• **EXTRACTED MATERIAL**
Issue #336, opened 2017-09-01
Consumer might skip offsets


kodemaniak:
We are facing a strange behaviour using reactive-kafka. 

We are consuming a single topic with 256 partitions and about 2.5 Million messages. From that log we build a view on our data and strongly require at-least-once message semantics in the consumer in order to correctly build the view. 

We experienced a lot of exceptions resulting from events that have been skipped, e.g., an update message coming in for a given entity without the corresponding create message creating that entity in the first place. We wrote some tooling to check whether the events are in the correct partition and are stored in the right order and were able to confirm that the log (i.e. the topic/partition) is in the expected state.

After a lot of debugging we think we have reduced the problem to reactive-kafka. We use a partitioned commitable source and consume each partition separately. Due to some internal issues the processing of the messages was rather slow on our side. This triggered a couple of timeouts on our side but also on the kafka consumer side, in turn leading to a lot of rebalances. Regarding the Kafka documentation this is expected and can be fine tuned using timeout settings and the `ConsumerConfig.MAX_POLL_RECORDS_CONFIG`. However, the experienced behaviour that messages are skipped should not occur.

It seems a topic that is being rebalanced onto the same node reuses the `KafkaConsumer` and skips exactly `ConsumerConfig.MAX_POLL_RECORDS_CONFIG` records. Our assumption is that as long as the consumer is the same, it will never reset it's internal state but request new messages from the broker (`ConsumerConfig.MAX_POLL_RECORDS_CONFIG` records in one reqeust to the broker). We assume that the `KafkaConsumer` relies on a restart/recreation of the consumer when something fails during processing in order to restart from the last committed offset. When we change the `MAX_POLL_RECORDS_CONFIG' to different values, the number of skipped messages is always consistent with that setting. 

In our setting we also have messages that can be applied to the view independently of the previous messages, so that we actually successfully commit offsets after messages have been skipped. Therefore, we are basically ending up in a totally incomplete and irrecoverable state of the view. 

Correct behaviour would be, IMO, that after a failure during the processing, the consumer needs to be reset to the last committed offset. This must probably be done by the `KafkaConsumerActor` by recreating the consumer.

patriknw:
Interesting, would you be able to create a pull request?

kodemaniak:
Yes, I will work on that and try to produce a pull request.

seglo:
[...]

Issue #357, opened 2017-10-17
Using takeWhile terminates CommittableSource while commits are in progress


mina-mishriky-ck:
We are having an issue when using a `takeWhile`operation on a `CommittableSource` to consume messages up to a certain offset.
The graph simply looks like:
`CommittableSource` ~~> `takeWhile(...)` ~~> `Flow` (performs logic and commits offsets) ~~> `SinkActor`

The issue that we are facing is once the `takeWhile` condition is reached, the source is canceled immediately, which results in commits failing for offsets that had originally passed the `takeWhile` condition. The error message is `"akka.kafka.KafkaConsumerActor$Internal$Commit"`

I believe the expected behavior should be to wait for outstanding offsets to be committed before shutting down. We are open to alternative approaches for consuming up to a certain offset, if better ones exist.

mina-mishriky-ck:
Any thoughts on this?

pierangeloc:
I encountered a similar issue when using simple `take`. I have a simple flow that consumes from `sourceTopic`, transforms the string payloads and puts them in `targetTopic`.

```scala
Consumer.committableSource(consumerSettings, Subscriptions.topics(sourceTopic))
    .take(10)
    .map { msg =>
      ProducerMessage.Message(new ProducerRecord[Array[Byte], String](
        targetTopic,
        msg.record.value + "-processed"
      ), msg.committableOffset
      )
    }
    .via(Producer.flow(producerSettings))
    .map(_.message.passThrough)
    .batch(max = 20, first => CommittableOffsetBatch.empty.updated(first)) { (batch, elem) =>
      batch.updated(elem)
    }
    .mapAsync(3)(_.commitScaladsl())
    .runWith(Sink.ignore)
```
After the run, if I run the graph again it restarts from the same offset. By inspecting the offset in Zookeeper for the consumer group, I see that offset is not committed.
Removing the `take` and letting it consume all available elements from source topic solves the problem.

ennru:
Is this solved by the `commitsInProgress` logic in `KafkaConsumerActor`?
Or is this different to #166 
See test cases in #490

2m:
Closing this ticket due to inactivity. Please re-open this ticket with more information if you still find the original issue relevant.

PR #377, opened 2017-12-07
Implement Consumer handling directly in GraphStages

kodemaniak:
Triggered by #336 I started to implement a `PlainSource` and a `CommittingStage` as GraphStages. Instead of using the `KafkaConsumerActor` they handle the `KafkaConsumer` directly. Each stream uses its own consumer thus preventing the issues from #336 (which were mainly due to inconsistent state within the actor).

I think that this approach is much simpler to undestand and maintain than the `KafkaConsumerActor. Furhermore the benchmarks show that it performs better.

I implemented additional factory methods to use the new graph stages and to be able to compare them to the existing ones. We currently use these two GraphStages embedded in our system in production and did not encounter any issues so far. I have not yet moved the tests to the reactive-kafka code base, and integration tests are missing. But I wanted to put this implementation up for discussion to see whether it might be alternative approach to handling consumers in reactive-kafka.

Specifically, the API of the CommittingStage is different to the original committableSource API. This is mainly due to the fact that the stage commits on its own and the user does not have to commit on the records himself. This is closer to Kafka Streams. Furthermore, I assume some polishing has to be applied to be usable in a generic library, e.g., I am not sure if the subscriptions are currently handled correctly, since we don't use them in our code base (i.e. we have a slightly simplified version of the stages).

So please consider this more as a proposal than a complete pull request. Any feedback is welcome.

### DIFF
--- a/core/src/main/scala/akka/kafka/internal/CommittingStage.scala
+++ b/core/src/main/scala/akka/kafka/internal/CommittingStage.scala
@@ -1,0 +1,192 @@
+/*
+ * Copyright (C) 2014 - 2016 Softwaremill <http://softwaremill.com>
+ * Copyright (C) 2016 Lightbend Inc. <http://www.lightbend.com>
+ */
+package akka.kafka.internal
+
+import java.util
+import java.util.regex.Pattern
+
+import akka.NotUsed
+import akka.kafka.Subscriptions._
+import akka.kafka.{ConsumerSettings, Subscription}
+import akka.stream.stage._
+import akka.stream._
+import akka.stream.scaladsl.{Flow, GraphDSL, Source}
+import org.apache.kafka.clients.consumer._
+import org.apache.kafka.common.TopicPartition
+
+import scala.annotation.unchecked.uncheckedVariance
+import scala.collection.JavaConverters._
+import scala.collection.immutable
+import scala.concurrent.Future
+import scala.concurrent.duration._
+
+/**
+ * @author carsten
+ */
+final case class BidiSourceShape[-FO, +FI, -O](flowOut: Outlet[FO @uncheckedVariance], flowIn: Inlet[FI @uncheckedVariance], out: Outlet[O @uncheckedVariance]) extends Shape {
+  override val inlets: immutable.Seq[Inlet[_]] = flowIn :: Nil
+  override val outlets: immutable.Seq[Outlet[_]] = flowOut :: out :: Nil
+
+  override def deepCopy(): BidiSourceShape[FO, FI, O] = BidiSourceShape(flowOut.carbonCopy(), flowIn.carbonCopy(), out.carbonCopy())
+
+  override def copyFromPorts(inlets: immutable.Seq[Inlet[_]], outlets: immutable.Seq[Outlet[_]]): Shape = {
+    require(inlets.size == 1, s"proposed inlets [${inlets.mkString(", ")}] do not fit BidiSourceShape")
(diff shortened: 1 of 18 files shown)


raboof:
(looks like that travis failure was unrelated, #381)

edrevo:
I think this is a great PR! I would not only solve #336, but also #382. I think having one consumer per source makes things much simpler.

A small piece of feedback: it would be great to use the same model as the current `commitableSource` to manage commits. That approach has some problems (#357), but I think that can be fixed by sending the KafkaConsumer with the CommitabfOffset and counting the number of alive references to the consumer. Closing the KafkaConsumer would be responsibility of whoever drops the refCount to zero.

I am very interested in this code, since my scenario requires _at-least-once_ semantics, which is currently broken. I am happy to evolve this PR as needed if necessary so we can merge this. @NeQuissimus, can this PR be merged or is there any necessary change still pending?

NeQuissimus:
@edrevo I just reviewed the code, I do not have merge privileges :) IMO it is good to go.

edrevo:
can anyone from the akka team take a look at this (cc @kciesielski, @patriknw which are the top committers to this project)

kodemaniak:
I do also have tests for the code which I would need to port to reactive-kafka from our internal version that we are currently using. Furthermore, I have added the `Control` materialized value to the stages, so that one can close the consumer from the outside and stop the stream.

Regarding the `commitableSource` model, I also think that it can be implemented. I did not go for that approach since I think explicitly committing the offset in the stream has no real advantage, it is just boiler plate code for me. But maybe providing both alternatives would be an option.

I will try to port my latest changes to this pull request ASAP. Should this be merged, I would prefer to switch back to reactive kafka anyway.

mbknor:
@edrevo I've added a different approach to solve #357 
Please have a look

core/src/main/scala/akka/kafka/internal/CommittingStage.scala
```diff
@@ -0,0 +1,204 @@
...
+    apply(consumer, flow, commitBatch)
+  }
+
+  def apply[K, V](consumer: Consumer[K, V], flow: Flow[ConsumerRecord[K, V], ConsumerRecord[K, V], NotUsed], commitBatch: Int): Source[ConsumerRecord[K, V], Control] = {
+    Source.fromGraph(GraphDSL.create(new CommittingStage(consumer, commitBatch)) { implicit b => stage =>
+      import GraphDSL.Implicits._
+
+      val handlerFlow = b.add(flow)
+
+      stage.flowOut ~> handlerFlow ~> stage.flowIn
```
seglo: It wasn't clear to me at first why the Consumer commit and poll implementation were implemented in the `CommitStage`, but now I understand that you're building the graph internally here (or at least the segment of graph where the record is consumed, transformed, and committed).  I like this approach because it prevents the possibility of using a `committableSource` without actually committing the records, which doesn't make sense, but is currently possible

Injecting user flow in this manner also greatly simplifies the problem of keeping a reference to the Consumer before the user's flow and after.  The current implementation is quite complicated and leaves a lot to be desired IMO.

ennru:
We've worked through the `KafkaConsumerActor` quite a bit for today's release of 1.0-M1, some issues have been resolved, for others we need the feedback from our power users to understand if they are solved in real-world scenarios.

Thank you for putting this PR together in the first place. For now, we do not consider to have a second way to use Kafka's consumer within Alpakka Kafka.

• **EXERCISE PROMPT**
Take the first line of the material above as the start and the line that contains "We are facing a" as the end. Output only that span, every line exactly as it stands.

• **EXPECTED ANSWER**
Issue #336, opened 2017-09-01
Consumer might skip offsets


kodemaniak:
We are facing a strange behaviour using reactive-kafka. 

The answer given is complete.